Mam satelitarne połączenie z Internetem (ponieważ nie mam innego wyboru, dlatego :-), który ma limit 200 MB dziennie (to nie jest literówka).
Jak możesz sobie wyobrazić, możemy bardzo łatwo przejść przez ten limit i skończyć poważnie ograniczonym przez następne 24 godziny (zaczynając od przekroczenia limitu, nawet jeśli limit był zaledwie kilka minut od „przewrócenia”).
Próbuję wymyślić sposoby zminimalizowania zużycia.
Moją pierwszą myślą było użycie czegoś takiego jak GlimmerBlocker na iMacu (który jest naszym serwerem multimediów, więc jest już dostępny 24/7) i wskazanie wszystkich innych urządzeń, aby używały go jako serwera proxy.

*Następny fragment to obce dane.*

PR #317, opened 2018-05-16
Disable New Relic and RabbitMQ by default

rocioar:
Disables New relic and RabbitMQ depends on: https://github.com/open-craft/configuration/pull/43/

### DIFF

Ale szukam też innych pomysłów. Nie znam wielu aplikacji, które mogłyby się do tego przydać.
Szczegóły techniczne sieci i urządzeń
Nasze gospodarstwo domowe ma 3 komputery Mac (iMac, MacBook Air, MacBook) i 3 urządzenia z systemem iOS (iPad 2, iPhone 3GS, iPod Touch [obecny gen]).
Wszystkie urządzenia oprócz iMaca łączą się z siecią przez Wi-Fi.
(Brak zasięgu 3G, więc iPhone lub iPad musi korzystać z sieci Wi-Fi).
Sieć obsługiwana jest przez AirPort Extreme 802.11n (3. generacji), który działa w „trybie pomostowym” podłączonym do modemu satelitarnego (ponieważ modem musi być routerem i serwerem DHCP, a ja w ogóle nie mam dostępu do tych elementów sterujących).
Jakie są moje opcje?
Już „wyszkoliłem” siebie i członków mojej rodziny, aby unikać pobierania plików audio lub wideo, ale nawet przy prostym surfowaniu po Internecie łatwo jest przekroczyć 200 MB dziennie. Lokalny serwer proxy / filtr, taki jak GlimmerBlocker, może blokować reklamy i inne crufty, których nie możemy sobie pozwolić na pobranie, ale to wszystko, co mogę wymyślić.
Większość dostępnych tam aplikacji do monitorowania pasma nie pomoże, ponieważ nie rozróżniają między ruchem lokalnym (LAN) a ruchem internetowym.
Czy ktoś może pomyśleć o innych rozwiązaniach, które pomogą zminimalizować ból związany z tym codziennym przydziałem?